● **What you will do**: Look through the data below, and copy each line that carries the word "upcoming".

Start of Block

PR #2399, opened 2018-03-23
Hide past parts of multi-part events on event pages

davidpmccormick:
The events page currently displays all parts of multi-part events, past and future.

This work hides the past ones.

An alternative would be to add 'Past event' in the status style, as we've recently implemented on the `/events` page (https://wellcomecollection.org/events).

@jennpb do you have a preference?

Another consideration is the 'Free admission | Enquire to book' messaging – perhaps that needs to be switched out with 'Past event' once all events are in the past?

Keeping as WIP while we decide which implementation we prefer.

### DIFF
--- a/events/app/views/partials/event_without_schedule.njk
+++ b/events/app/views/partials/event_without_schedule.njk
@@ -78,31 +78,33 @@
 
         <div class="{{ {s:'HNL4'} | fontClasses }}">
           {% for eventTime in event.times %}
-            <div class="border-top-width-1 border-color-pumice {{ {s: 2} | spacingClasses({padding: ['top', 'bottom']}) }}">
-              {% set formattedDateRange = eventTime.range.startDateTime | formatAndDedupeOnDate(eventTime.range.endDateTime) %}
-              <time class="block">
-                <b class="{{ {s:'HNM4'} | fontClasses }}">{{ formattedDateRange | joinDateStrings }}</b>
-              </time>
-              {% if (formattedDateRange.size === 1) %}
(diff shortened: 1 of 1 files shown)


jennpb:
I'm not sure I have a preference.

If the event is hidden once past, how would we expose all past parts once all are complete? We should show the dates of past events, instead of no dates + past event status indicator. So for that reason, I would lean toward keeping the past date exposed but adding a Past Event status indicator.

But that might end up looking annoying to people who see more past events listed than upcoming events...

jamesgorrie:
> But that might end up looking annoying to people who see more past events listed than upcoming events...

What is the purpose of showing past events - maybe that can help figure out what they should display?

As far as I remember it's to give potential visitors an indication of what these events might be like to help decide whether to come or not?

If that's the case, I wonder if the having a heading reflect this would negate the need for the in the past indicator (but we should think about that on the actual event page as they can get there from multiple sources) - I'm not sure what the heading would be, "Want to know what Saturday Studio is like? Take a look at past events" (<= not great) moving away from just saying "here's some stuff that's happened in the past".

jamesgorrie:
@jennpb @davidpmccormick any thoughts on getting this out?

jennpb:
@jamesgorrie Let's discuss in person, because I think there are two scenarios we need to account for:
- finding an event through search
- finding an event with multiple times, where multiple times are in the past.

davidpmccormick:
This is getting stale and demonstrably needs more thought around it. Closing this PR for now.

End of Block

● **Response box**:
But that might end up looking annoying to people who see more past events listed than upcoming events...
> But that might end up looking annoying to people who see more past events listed than upcoming events...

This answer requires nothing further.